## WORK TO COMPLETE
Transcribe the entries that follow, word for word.

[[ DATASET CONTENT, beginning ]]

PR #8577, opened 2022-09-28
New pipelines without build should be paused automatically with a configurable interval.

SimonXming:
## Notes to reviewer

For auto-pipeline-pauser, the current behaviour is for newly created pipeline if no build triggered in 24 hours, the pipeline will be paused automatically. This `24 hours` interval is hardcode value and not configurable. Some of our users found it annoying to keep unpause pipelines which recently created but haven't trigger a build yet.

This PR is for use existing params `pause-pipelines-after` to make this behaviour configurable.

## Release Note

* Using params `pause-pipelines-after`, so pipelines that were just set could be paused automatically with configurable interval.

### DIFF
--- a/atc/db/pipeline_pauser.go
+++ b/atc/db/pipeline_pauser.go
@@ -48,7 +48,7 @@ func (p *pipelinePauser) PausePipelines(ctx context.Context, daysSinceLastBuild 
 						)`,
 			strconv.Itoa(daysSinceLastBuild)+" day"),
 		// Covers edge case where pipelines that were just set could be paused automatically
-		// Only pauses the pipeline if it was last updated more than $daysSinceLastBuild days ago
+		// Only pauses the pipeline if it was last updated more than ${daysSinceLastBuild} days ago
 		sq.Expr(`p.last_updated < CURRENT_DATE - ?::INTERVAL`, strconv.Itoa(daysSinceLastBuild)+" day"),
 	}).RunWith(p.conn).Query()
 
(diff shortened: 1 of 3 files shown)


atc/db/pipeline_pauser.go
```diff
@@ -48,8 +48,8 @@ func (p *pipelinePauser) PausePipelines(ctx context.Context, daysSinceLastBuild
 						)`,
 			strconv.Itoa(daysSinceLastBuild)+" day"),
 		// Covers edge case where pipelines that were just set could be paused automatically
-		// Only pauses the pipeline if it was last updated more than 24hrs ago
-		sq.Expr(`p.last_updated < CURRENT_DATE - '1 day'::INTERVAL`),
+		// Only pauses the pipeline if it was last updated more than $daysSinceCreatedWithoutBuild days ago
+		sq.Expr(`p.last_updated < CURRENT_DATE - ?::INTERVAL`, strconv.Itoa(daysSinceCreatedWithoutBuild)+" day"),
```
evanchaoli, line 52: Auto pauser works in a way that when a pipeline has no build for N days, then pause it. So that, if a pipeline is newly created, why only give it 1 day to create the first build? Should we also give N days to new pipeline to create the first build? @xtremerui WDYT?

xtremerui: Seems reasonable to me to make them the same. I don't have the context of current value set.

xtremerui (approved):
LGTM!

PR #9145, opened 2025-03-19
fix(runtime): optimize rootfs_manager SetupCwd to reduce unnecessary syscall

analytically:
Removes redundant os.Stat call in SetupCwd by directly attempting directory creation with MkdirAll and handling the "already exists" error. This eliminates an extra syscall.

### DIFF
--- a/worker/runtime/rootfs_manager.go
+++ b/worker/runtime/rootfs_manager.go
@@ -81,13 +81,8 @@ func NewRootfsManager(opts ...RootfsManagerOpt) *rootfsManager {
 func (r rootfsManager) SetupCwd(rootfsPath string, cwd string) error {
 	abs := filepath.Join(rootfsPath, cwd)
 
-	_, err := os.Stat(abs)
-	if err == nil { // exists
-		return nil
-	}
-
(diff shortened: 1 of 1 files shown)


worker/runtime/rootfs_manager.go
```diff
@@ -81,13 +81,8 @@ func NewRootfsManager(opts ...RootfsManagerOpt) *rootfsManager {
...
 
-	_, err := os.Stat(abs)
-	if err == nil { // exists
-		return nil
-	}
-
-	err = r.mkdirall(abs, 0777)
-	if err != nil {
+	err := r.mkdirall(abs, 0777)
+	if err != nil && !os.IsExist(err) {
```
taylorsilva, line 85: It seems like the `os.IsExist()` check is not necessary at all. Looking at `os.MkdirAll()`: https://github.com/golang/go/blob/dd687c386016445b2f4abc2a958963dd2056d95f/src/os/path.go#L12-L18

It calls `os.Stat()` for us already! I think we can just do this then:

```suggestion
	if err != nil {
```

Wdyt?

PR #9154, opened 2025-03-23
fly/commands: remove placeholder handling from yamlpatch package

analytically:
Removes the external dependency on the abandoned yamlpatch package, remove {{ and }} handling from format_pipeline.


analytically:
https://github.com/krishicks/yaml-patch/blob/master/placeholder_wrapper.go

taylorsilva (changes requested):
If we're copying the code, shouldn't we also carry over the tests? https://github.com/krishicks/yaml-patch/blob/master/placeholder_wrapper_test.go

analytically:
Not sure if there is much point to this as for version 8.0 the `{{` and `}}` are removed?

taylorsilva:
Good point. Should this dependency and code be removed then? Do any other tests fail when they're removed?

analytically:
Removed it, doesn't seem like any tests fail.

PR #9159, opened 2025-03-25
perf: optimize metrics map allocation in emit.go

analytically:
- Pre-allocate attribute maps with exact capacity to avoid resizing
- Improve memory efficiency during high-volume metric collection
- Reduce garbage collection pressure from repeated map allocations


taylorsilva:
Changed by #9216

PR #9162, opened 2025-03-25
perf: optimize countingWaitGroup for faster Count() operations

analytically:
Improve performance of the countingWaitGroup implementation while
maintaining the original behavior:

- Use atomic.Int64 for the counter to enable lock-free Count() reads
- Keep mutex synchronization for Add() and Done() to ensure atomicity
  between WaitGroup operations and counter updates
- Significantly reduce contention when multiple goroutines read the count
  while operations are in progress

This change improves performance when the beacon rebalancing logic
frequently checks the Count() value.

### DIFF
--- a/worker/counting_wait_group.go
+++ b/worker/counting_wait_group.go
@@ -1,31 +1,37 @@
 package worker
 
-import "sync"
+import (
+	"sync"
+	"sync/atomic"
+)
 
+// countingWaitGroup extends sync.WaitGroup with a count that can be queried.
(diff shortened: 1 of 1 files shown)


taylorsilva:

[[ DATASET CONTENT, end ]]

## SOLVED EXERCISE
PR #8577, opened 2022-09-28
New pipelines without build should be paused automatically with a configurable interval.

SimonXming:
## Notes to reviewer

For auto-pipeline-pauser, the current behaviour is for newly created pipeline if no build triggered in 24 hours, the pipeline will be paused automatically. This `24 hours` interval is hardcode value and not configurable. Some of our users found it annoying to keep unpause pipelines which recently created but haven't trigger a build yet.

This PR is for use existing params `pause-pipelines-after` to make this behaviour configurable.

## Release Note

* Using params `pause-pipelines-after`, so pipelines that were just set could be paused automatically with configurable interval.

### DIFF
--- a/atc/db/pipeline_pauser.go
+++ b/atc/db/pipeline_pauser.go
@@ -48,7 +48,7 @@ func (p *pipelinePauser) PausePipelines(ctx context.Context, daysSinceLastBuild 
 						)`,
 			strconv.Itoa(daysSinceLastBuild)+" day"),
 		// Covers edge case where pipelines that were just set could be paused automatically
-		// Only pauses the pipeline if it was last updated more than $daysSinceLastBuild days ago
+		// Only pauses the pipeline if it was last updated more than ${daysSinceLastBuild} days ago
 		sq.Expr(`p.last_updated < CURRENT_DATE - ?::INTERVAL`, strconv.Itoa(daysSinceLastBuild)+" day"),
 	}).RunWith(p.conn).Query()
 
(diff shortened: 1 of 3 files shown)


atc/db/pipeline_pauser.go
```diff
@@ -48,8 +48,8 @@ func (p *pipelinePauser) PausePipelines(ctx context.Context, daysSinceLastBuild
 						)`,
 			strconv.Itoa(daysSinceLastBuild)+" day"),
 		// Covers edge case where pipelines that were just set could be paused automatically
-		// Only pauses the pipeline if it was last updated more than 24hrs ago
-		sq.Expr(`p.last_updated < CURRENT_DATE - '1 day'::INTERVAL`),
+		// Only pauses the pipeline if it was last updated more than $daysSinceCreatedWithoutBuild days ago
+		sq.Expr(`p.last_updated < CURRENT_DATE - ?::INTERVAL`, strconv.Itoa(daysSinceCreatedWithoutBuild)+" day"),
```
evanchaoli, line 52: Auto pauser works in a way that when a pipeline has no build for N days, then pause it. So that, if a pipeline is newly created, why only give it 1 day to create the first build? Should we also give N days to new pipeline to create the first build? @xtremerui WDYT?

xtremerui: Seems reasonable to me to make them the same. I don't have the context of current value set.

xtremerui (approved):
LGTM!

PR #9145, opened 2025-03-19
fix(runtime): optimize rootfs_manager SetupCwd to reduce unnecessary syscall

analytically:
Removes redundant os.Stat call in SetupCwd by directly attempting directory creation with MkdirAll and handling the "already exists" error. This eliminates an extra syscall.

### DIFF
--- a/worker/runtime/rootfs_manager.go
+++ b/worker/runtime/rootfs_manager.go
@@ -81,13 +81,8 @@ func NewRootfsManager(opts ...RootfsManagerOpt) *rootfsManager {
 func (r rootfsManager) SetupCwd(rootfsPath string, cwd string) error {
 	abs := filepath.Join(rootfsPath, cwd)
 
-	_, err := os.Stat(abs)
-	if err == nil { // exists
-		return nil
-	}
-
(diff shortened: 1 of 1 files shown)


worker/runtime/rootfs_manager.go
```diff
@@ -81,13 +81,8 @@ func NewRootfsManager(opts ...RootfsManagerOpt) *rootfsManager {
...
 
-	_, err := os.Stat(abs)
-	if err == nil { // exists
-		return nil
-	}
-
-	err = r.mkdirall(abs, 0777)
-	if err != nil {
+	err := r.mkdirall(abs, 0777)
+	if err != nil && !os.IsExist(err) {
```
taylorsilva, line 85: It seems like the `os.IsExist()` check is not necessary at all. Looking at `os.MkdirAll()`: https://github.com/golang/go/blob/dd687c386016445b2f4abc2a958963dd2056d95f/src/os/path.go#L12-L18

It calls `os.Stat()` for us already! I think we can just do this then:

```suggestion
	if err != nil {
```

Wdyt?

PR #9154, opened 2025-03-23
fly/commands: remove placeholder handling from yamlpatch package

analytically:
Removes the external dependency on the abandoned yamlpatch package, remove {{ and }} handling from format_pipeline.


analytically:
https://github.com/krishicks/yaml-patch/blob/master/placeholder_wrapper.go

taylorsilva (changes requested):
If we're copying the code, shouldn't we also carry over the tests? https://github.com/krishicks/yaml-patch/blob/master/placeholder_wrapper_test.go

analytically:
Not sure if there is much point to this as for version 8.0 the `{{` and `}}` are removed?

taylorsilva:
Good point. Should this dependency and code be removed then? Do any other tests fail when they're removed?

analytically:
Removed it, doesn't seem like any tests fail.

PR #9159, opened 2025-03-25
perf: optimize metrics map allocation in emit.go

analytically:
- Pre-allocate attribute maps with exact capacity to avoid resizing
- Improve memory efficiency during high-volume metric collection
- Reduce garbage collection pressure from repeated map allocations


taylorsilva:
Changed by #9216

PR #9162, opened 2025-03-25
perf: optimize countingWaitGroup for faster Count() operations

analytically:
Improve performance of the countingWaitGroup implementation while
maintaining the original behavior:

- Use atomic.Int64 for the counter to enable lock-free Count() reads
- Keep mutex synchronization for Add() and Done() to ensure atomicity
  between WaitGroup operations and counter updates
- Significantly reduce contention when multiple goroutines read the count
  while operations are in progress

This change improves performance when the beacon rebalancing logic
frequently checks the Count() value.

### DIFF
--- a/worker/counting_wait_group.go
+++ b/worker/counting_wait_group.go
@@ -1,31 +1,37 @@
 package worker
 
-import "sync"
+import (
+	"sync"
+	"sync/atomic"
+)
 
+// countingWaitGroup extends sync.WaitGroup with a count that can be queried.
(diff shortened: 1 of 1 files shown)


taylorsilva:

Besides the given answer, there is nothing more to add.